Free war Kindle books for 16 Jun 18

The Exit Club: Book 1: The Originals

by Shaun Clarke


Now a 5-volume e-book series, covering the whole history of the legendary regiment from its beginnings in the North African desert in 1943 to its highly dangerous counter-insurgency operations in Malaya, Borneo, Oman, Aden, Northern Ireland, the Falkland Islands – and including the spectacular Iranian Embassy siege in London.

Epic in its scope, meticulous in its detail and highly controversial, THE EXIT CLUB is the ultimate novel about the SAS – riveting fiction rooted in dramatic fact.

Winter in July: The Doomsday Clock is ticking. It will reach Midnight.

by James W. Nelson

In 2021 many more nations than the superpowers have nuclear weapons and dependable delivery systems, but don’t expect ships and bombers. Viewpoint in this novel is strictly from the civilian.
New cover, no more confusion; it’s not about Christmas.

Kirby Yates, 40, is groundskeeper at the new underground Energy-Museum at Hammett’s Mill, ND, pop. 240. He’s also in charge of security of the attached, secret, bomb shelter. It’s a story of a man struggling to find love as much as his struggle to accept the reality of nuclear war.
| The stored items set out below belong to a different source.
PR #601, opened 2016-12-07
SSTU MUS Tanks

ctiberious:
Right now, if you use one of the SSTU MUS tanks, you have unlimited avionics control.  Difficulty is, these tanks are procedural so the larger the tank, the more avionics you'd need for it.  What I've done here isn't pretty since the parts will now display 9 separate avionics modules, but in VAB/SPH and in flight, they do combine correctly.  So if, for example,  you have Flight Control, the MUS tanks can handle up to 40t for avionics purposes.  This doesn't have anything to do with the actual size of the part you create, but it does allow these tanks to function better throughout the course of a career game.  If there is a cleaner way to setup something like this, that would be a better option, but this at least works.

### DIFF
--- a/GameData/RP-0/Avionics.cfg
+++ b/GameData/RP-0/Avionics.cfg
@@ -675,3 +675,60 @@
 		massLimit = 150.0	// Just a guess but since the TRS was supposed to reposition Skylab, I figured it should be set high
 	}
 }
+@PART[SSTU-SC-TANK-MUS-*]:FOR[RP-0]
+{
+	MODULE
+	{
+		name = ModuleAvionics
+		massLimit = 5.0
+		TechRequired = earlyAvionics
+	}
+	MODULE
+	{
+		name = ModuleAvionics
+		massLimit = 5.0	// should add up to 10t
+		techRequired = basicAvionics
+	}
+	MODULE
+	{
+		name = ModuleAvionics
+		massLimit = 10.0	// should add up to 20
+		techRequired = stability
+	}
+	MODULE
+	{
+		name = ModuleAvionics
+		massLimit = 20.0	// should add up to 40t
+		techRequired = flightControl
+	}
+	MODULE
+	{
+		name = ModuleAvionics
+		massLimit = 60.0	// should add up to 100t
+		techRequired = advFlightControl
+	}
+	MODULE
+	{
+		name = ModuleAvionics
+		massLimit = 150.0	// should add up to 250t
+		techRequired = specializedControl
+	}
+	MODULE
+	{
+		name = ModuleAvionics
+		massLimit = 250.0	// should add up to 500t
+		techRequired = avionicsTL5
+	}
+	MODULE
+	{
+		name = ModuleAvionics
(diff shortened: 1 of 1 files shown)


stratochief66:
Avionics add weight and cost as well. We do have a few tank parts with avionics built in, but IIRC we've adjusted the price of those parts to reflect it, and also they were tank/stages that actually had avionics built into the stage.

Doing that (ie, some of the FASA tanks) was done to enable 'recreation overhaul' behaviour, so when someone builts an Atlas-Mercury, for example, they didn't have to clip an RP-0 avionics unit of appropriate size into the tank.

IMO, the better way to handle this would be to simply make these tanks not have avionics powers at all, and act as plain tanks?

@rsparkyc @SirKeplan @NathanKell @jwvanderbeck ?

SirKeplan:
I have hardly used SSTU tanks, but it seems to me best to treat them as just plain tanks. leave avionics as a separate part. I sometimes find myself offsetting avionics rings into proc tanks which is not ideal either, but i tend to agree with @stratochief66 on this.

ctiberious:
Fair enough but in that case, we really need a procedurally sizable avionics component.  Something we can adjust the diameter of so it can be fitted to a procedural tank we create regardless of size.  I specified the SSTU MUS tanks here because I use them a lot (I like the built in rcs thrusters) because I can use one part to recreate a lot of different 2nd stages.  But you can do the same thing with procedural parts and you run into the same basic problem.  You either get no avionics, you're limited to creating stages of specific sizes that match the static avionics parts we have, or you have to get really creative to fit "oddly" sized parts.

I know a procedurally sized avionics part wouldn't be overly complicated, but that giving that part different avionics capability based on size and tech would be.  Maybe a viable alternative would be to create a small radial part with a little avionics, battery, mass and electrical use.  Then you could just fit multiple parts as you need them.

rsparkyc:
Ultimately I'd like to figure out what the _right_ way is to handle avionics.  IRL, what are "avionics units" actually doing?  Do they have hydraulic pumps to drive the gimbals in engines?  What makes it so a bigger unit can control a heavier rocket?

I also don't use SSTU part, and generally try to put my avionics units either above my tanks (if their profile lines up flush with my rocket design), or under a payload fairing base.

Temeter:
I always wondered what exactly constitutes the relationship between rocket size and avionics module mass. It's certainly only electrical equipment. The main Saturn 5 instrument units was in the third stage.

Wikipedia has a quite extensive article on it:
https://en.wikipedia.org/wiki/Saturn_V_Instrument_Unit

Of course, it gets more complicated because there are computers on every single stage on an S5, including the electrical equipment to control the stages. Well visible on this adorable picture:
http://i.imgur.com/NAok3jp.jpg

S5 is of course more complex by nature, since it has a complex structure/mission and multiple redundant equipment because of potential danger to the crew. That alone might explain why the avionics are also much heavier.

stratochief66:
I think we'd just want the SSTU tanks to have no avionics. Although procAvionics may be on the way.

One of three 5-star reviews

Buy! — an unusual, introspective take on the apocalyptic / post-apocalyptic tale, May 5, 2012
By Kurt Stallings– Author, Law… (Fort Worth, Texas
Kirby Yates lives in a part of the country where there are almost as many nuclear missiles as there are people. The small little town he calls home is filled with lonely people making their way through silent lives. They would be mere numbers waiting to be dumped onto a casualty list if it wasn’t for the fact that their exact location is just beyond the range of total destruction by any enemy missiles aimed at the American bases a short drive across the prairie. Even so, Yates would be nothing among them in the eyes of planners, but for the fact that he happens to have a combination of basic military experience, a quiet competence for planting and managing landscapes, and a bit more intelligence than most. He’s chosen to prepare for and participate in any nuclear exchange without being informed of the fact until it’s too late to quit, although he is bright enough to realize it before. Ironically, he realizes, he is preparing the stage for the tragedy that has given him nightmares since discovering a secret stash of materials in his grandfather’s house. His artist’s vision, which he keeps hidden from others, makes his sense of what may be coming only more vivid.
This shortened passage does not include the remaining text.